Why he said like that and to who? Why he didn't say ananı satayım or ananızı satayım or analarını satayım?  (anaları=their mothers, anan=your mother)

Also why do you say satayım and not satarım?

When do you use ananı satayım or ananızı satayım and so on?

could you give me some more examples please.

i know there is a lot of questions but i need to know thank you


----------



## Kurosakii

Well, it is used as an expression of anger. He probably didnt even think that much while saying it. It can be differed as "anasını sattığımın" and such.


----------



## FlyingBird

Can you please give me some examples with anasını sattığımın so i can understand better? could you explain me why it say sattığım*ın? *i never heard like that 

i just saw sentence like this: anasını sattığımın dünyası

What does it mean literaly?

Also you didnt answer me, is anasını satayım only correct or you can also say ananı satayım, ananızı satayım and so on? and when do you say like that?


----------



## Black4blue

No, you can't say _ananı satayım_ otherwise that person may smash you in a second .
It's only _anasını_, because you don't say it to the person you are talking. You say it for something you are talking about.
_Anasını satayım bir gol atamazlar. _--> Here, that person isn't saying it to the players or his friends. He is saying it to the *situation of that they can't make a goal.*
Why is it _satayım_ and not _satarım_? Well, most of the swears are used in optative mood in Turkish. Such as _"... s**eyim"_.
If you use it in present tense (_satarım_), it means you are threatening that person._ (Eğer ...... yaparsan, ...... yaparım.)_
_Anasını sattığımın dünyası_: The world of the one whose mother I sold.


----------



## Rallino

I agree with Black4blue,

ananı satayım, ananızı satayım etc. are not idiomatic. They would sound funny. 
"Anasını satayım" is no longer perceived as an insult, it's just a slang expression, meaning "damn it", "for God's sake" or something along those lines.
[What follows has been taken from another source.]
PR #1592, opened 2019-09-05
#13150. Fix init business flags

jgandres:
Change business flags initialization to avoid unnecessary notifications to apps.


jgandres:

With _sikmek_ warn, however, all the possessives can be used: _Ananı sikeyim, anasını sikeyim, ananızı sikeyim_, and so on. This one is a heavy insult, though. I strongly recommend that you be cautious with it and avoid using it on random occasions.


----------



## FlyingBird

Thank you so much Rallino and Black4blue, now it's much more clear 

Çook teşekkür ederim


----------